One thing I do these days is mark on the ballast label with a Sharpie pen, the date of installation. That way, when I take it back to the supply house in a couple of years, I have the exact date on hand when it was placed in service.

They claim a 5 year guarantee on the electronic ballasts, and hold them to the fire! Maybe if enough of us keep sending back the bad ones, the manufacturers will take notice and improve their product to last a bit longer? 

Nah ..... :whistling2:


----------



## mark35 (Mar 24, 2009)

Dam really, I thought electronic ballasts were the way to go. They're quieter and more efficient but they just don't last, is that it in a nutshell?


----------



## kbsparky (Sep 20, 2007)

J-U-N-K !!!!


----------



## user4818 (Jan 15, 2009)

kbsparky said:


> You're lucky if you get that much out of them. In my experience, about half the new T-8 ballasts fail within the first 5 years. :blink: JUNK if you ask me!

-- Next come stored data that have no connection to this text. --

Issue #171, opened 2024-09-08
[Epic] Full Delta Lake Integration


shehabgamin:
### Milestone 1: Core Table Operations
- [x] Basic Read (Snapshot Isolation)
- [x] Basic Write (Append & Overwrite modes)
- [x] Partitioned Writes
- [x] Data Skipping (Partition Pruning & File Statistics)
- [x] Schema Handling (Validation & Evolution)
- [x] Time Travel (By Version & Timestamp)
### Milestone 2: Core Log & File Types
- [x] JSON Commits
- [x] Parquet Checkpoint (V1)
- [x] V2 Checkpoint 
- [ ] Multi-part Checkpoints (Deprecated)
- [x] Log Compaction Files
- [x] Last Checkpoint File
- [x] Version Checksum File

### Milestone 3: DML Operations
- [x] DELETE (Copy-on-Write)
- [x] MERGE INTO (Copy-on-Write)
- [ ] UPDATE
- [ ] Merge-on-Read (Writing Deletion Vectors)

### Milestone 4: Table Management & Protocol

I don't do much of this kind of work but I do know I have replaced far more dead T8 ballasts than I have T12 ballasts over the years.


----------



## MDShunk (Jan 7, 2007)

mark35 said:


> Dam really, I thought electronic ballasts were the way to go. They're quieter and more efficient but they just don't last, is that it in a nutshell?


Yes, that's it in a nutshell. Energy savings seems to be traded for increased maintenance costs. Of course, I'd never go out of my way to point that out to a customer that I was trying to pitch on a retrofit or changeout job. This information is starting to show up in building engineering type magazines lately anyhow, so many maintenance managers are becoming aware of the issue. I have yet to find any electronic T8 ballasts that hold up for decades like the T12 magnetic ballasts did. Heck, I'd like ot actually install 50 and still have the original 50 in service in year 2. Just going from my gut and memory, if you install 50 T8 ballasts, you'll replace at least 10 in the first 5 years. I've put in Motorola, Sylvania, Advance, and Magnetek. I like Advance the best, but I'm not sure why. They all suck about the same. I'm not sure I've seen any real cream rise to the top of the T8 ballasts.


----------



## user4818 (Jan 15, 2009)

MDShunk said:


> I think this is a topic that is seldom spoken about, since I'm not sure what to do about it.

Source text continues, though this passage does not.